Army Special Forces named Joseph Cuellar.

	A friend of Danny's had been keeping two sealed 
envelopes.  According to a signed affidavit (which I will 
call the "F Affidavit," for his protection), the friend says, 
"On August 9, 1991, I delivered two packets of 
documents that I had kept for Mr. Casolaro to him in 
Martinsburg, W. Va. . . . Danny had told me that [the] 
meeting had been arranged by Joseph Cuellar. That he 
was to meet with someone from Sen.

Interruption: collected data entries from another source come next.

PR #332, opened 2019-11-20
Export a pre-created authHandler

vogre:
To be similar in style with defaultHandler


vogre:
This is actually backward compatible, we can release a non-compatible version after.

Byrds office and 
from the I.R.S., plus Peter Videnieks and Robert Altman.  
He was to exchange some documents that was to their 
interest in order to get more info on Promis.  He had told 
me that Altman only agreed after he was told papers 
would be sent to Robert Morgenthau."

	Casolaro was found dead in Room 517 in the 
Martinsburg Sheraton Inn about 12:30 the following day.  
A person was seen leaving his room shortly before he was 
found dead, but the FBI never interviewed the eyewitness, 
nor showed her pictures of likely suspects.  They were in 
a hurry to close the matter as one more "suicide" (much as 
in the later case of Vince Foster).  Documentary evidence 
also shows that Earl Brian, the person who marketed the 
PROMIS software to intelligence agencies around the 
world, was in Martinsburg that same day.  (Brian was 
subsequently indicted for, and convicted of, financial 
irregularities while he was head of three separate 
companies:  Infotechnology, Financial News Network, 
and United Press International.)

	When the Clinton administration came into office, 
Attorney General Janet Reno appointed Webster Hubbell 
to handle the Inslaw case, as well as questions concerning 
Casolaro's death.  Hubbell's assistant on the entire matter 
was Stephen Zipperstein, who was subsequently 
appointed to a position in the U.S. Attorney's office in Los 
Angeles, with a mandate to sit on the indictment of Earl 
Brian.  (Brian was indicted by a grand jury in June 1994, 
but the indictment was not made public until September 
1995.)  That is, the Justice Dept. attorney appointed to 
oversee the Inslaw case and the issue of Casolero's death, 
was the same person appointed to protect Earl Brian--who 
was a principal target of the Inslaw case, and very 
possibly a member of the group that killed Danny 
Casolero.  Hence the old equation:  "investigation" = 
cover-up.  

	At the time of his death, Casolaro had computer 
printouts and documents he had received from a National 
Security Agency (NSA) employee named Alan Standorf.  
These included "wire transfers (copies) of monies paid to 
Earl Brian and sent to shell companies in the Cayman 
Islands and Switzerland that came from accounts held by 
foreign agents and governments at the World Bank and 
BCCI"  (*F Affidavit*).  Some of the documents received 
from Standorf  "were classified Top Secret and some had 
letters SCI [Sensitive Compartmented Intelligence]" (*F 
Affidavit*). Some time after Casolaro's death, Alan 
Standorf himself was found dead, having been stuffed into 
the trunk of a car at the National Airport in Washington, 
D.C.

	No, I would say I didn't want another Casolaro on 
anyone's hands any more than Hayes did.